And yes, I'm using the correct password when it prompts.

----------

## rinacabj

I'm thinking about going ahead and dropping this machine and starting again on a different one. I just wanted to get a heads up if there should be an order in installing packages, and if I should go with apache1 or apache2. I was using apache2 on an Sun Ultra5 before.

Is it necessary to set up Samba and have the machine joined to the domain?

Are there any USE flags I should set besides kerberos and ldap?

----------

## bin-doph

I do not use kerberos for with my ldap but as I said, I don't know much about win2k3 (maybe they have enhanced "security" *woooohooo*). Check the security-settings for the domain-container in AD usermanager and see if "Everybody" has read access on the objects. If not, u can't connect to that AD server without proper credentials (thats what error 49 is about)

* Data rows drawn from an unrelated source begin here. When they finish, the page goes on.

PR #288, opened 2022-02-09
platform/api/equinixmetal: use httpS for PXE URL

tormath1:
PXE boot over httpS is now supported since this PR: https://github.com/flatcar-linux/Flatcar/issues/527

> We switched to ISRG Root X1 preferred chain, the handshake data is now short enough that iPXE can digest it.

## Testing done

* Run an amd64 test in Equinix Metal


jepio (commented):
Lines 56-60 at the top of `platform/api/equinixmetal/api.go also mention "HTTPS causes iPXE to fail"

pothos:
The URL used for testing is passed from the script environment and uses GCS (where the image to test is stored)

sayanchowdhury (approved):

PR #290, opened 2022-02-11
improve aws test runtime and logging

jepio:
# improve aws test speed and logging

Several improvements to the test runtime and logging:
* instances are force stopped before terminating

If u don't want to go on with ldapsearch maybe try a little perl-script with Net::LDAP. The perldoc is pretty selfexplaining and a basic search shouldn't be that hard. What your basic problem is IMHO is that u don't have the permission to read from AD. Starting all over won't solve that problem

cheers

-fe

----------

## rinacabj

Thanks for the reply again. Sorry about my last post, I'm just getting frustrated with this. I did check the read permissions on Active Directory and everyone has permission to read. I'm gonna go snoop around on some other forums. I think Gentoo is just too good for this question so I'll try something like....Red Hat forums.   :Wink: 

----------

## rinacabj

All I could find on other forums was people having the same problem with no solutions. This is insane because I know people have this set up all over the place.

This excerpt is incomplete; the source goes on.